PR #8163, opened 2020-09-17
Try different timeout for tasks/security/authorization/authz-ingress

ericvn:
I'm seeing this test fail frequently. I suspect it's do to a smaller timeout. I had 1/2 failures locally with 30s timeout. Increasing to 60s, I had 0/5 failures.

I am not seeing messages that we have hit the timeout value (which was a typical indication earlier), so this might not be the issue. It may just be an additional small amount of time for connections or other configuration to take effect.

[ ] Docs
[ ] Installation
[ ] Networking
[ ] Policies and Telemetry
[ ] Security
[ ] Test and Release
[ ] User Experience
[ ] Developer Infrastructure

### DIFF
--- a/tests/util/helpers.sh
+++ b/tests/util/helpers.sh
@@ -50,19 +50,15 @@ _wait_for_deployment() {
 }
 
 # Wait for Istio config to propagate
-# usage: _wait_for_istio <kind> <namespace> <name> <optional timeout> <optional if set, don't fail>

-=-=-=-=-

* **Description of the task**:
Every line of the material above should be repeated exactly.

* **Completed exercise**:
PR #8163, opened 2020-09-17
Try different timeout for tasks/security/authorization/authz-ingress

ericvn:
I'm seeing this test fail frequently. I suspect it's do to a smaller timeout. I had 1/2 failures locally with 30s timeout. Increasing to 60s, I had 0/5 failures.

I am not seeing messages that we have hit the timeout value (which was a typical indication earlier), so this might not be the issue. It may just be an additional small amount of time for connections or other configuration to take effect.

[ ] Docs
[ ] Installation
[ ] Networking
[ ] Policies and Telemetry
[ ] Security
[ ] Test and Release
[ ] User Experience
[ ] Developer Infrastructure

### DIFF
--- a/tests/util/helpers.sh
+++ b/tests/util/helpers.sh
@@ -50,19 +50,15 @@ _wait_for_deployment() {
 }
 
 # Wait for Istio config to propagate
-# usage: _wait_for_istio <kind> <namespace> <name> <optional timeout> <optional if set, don't fail>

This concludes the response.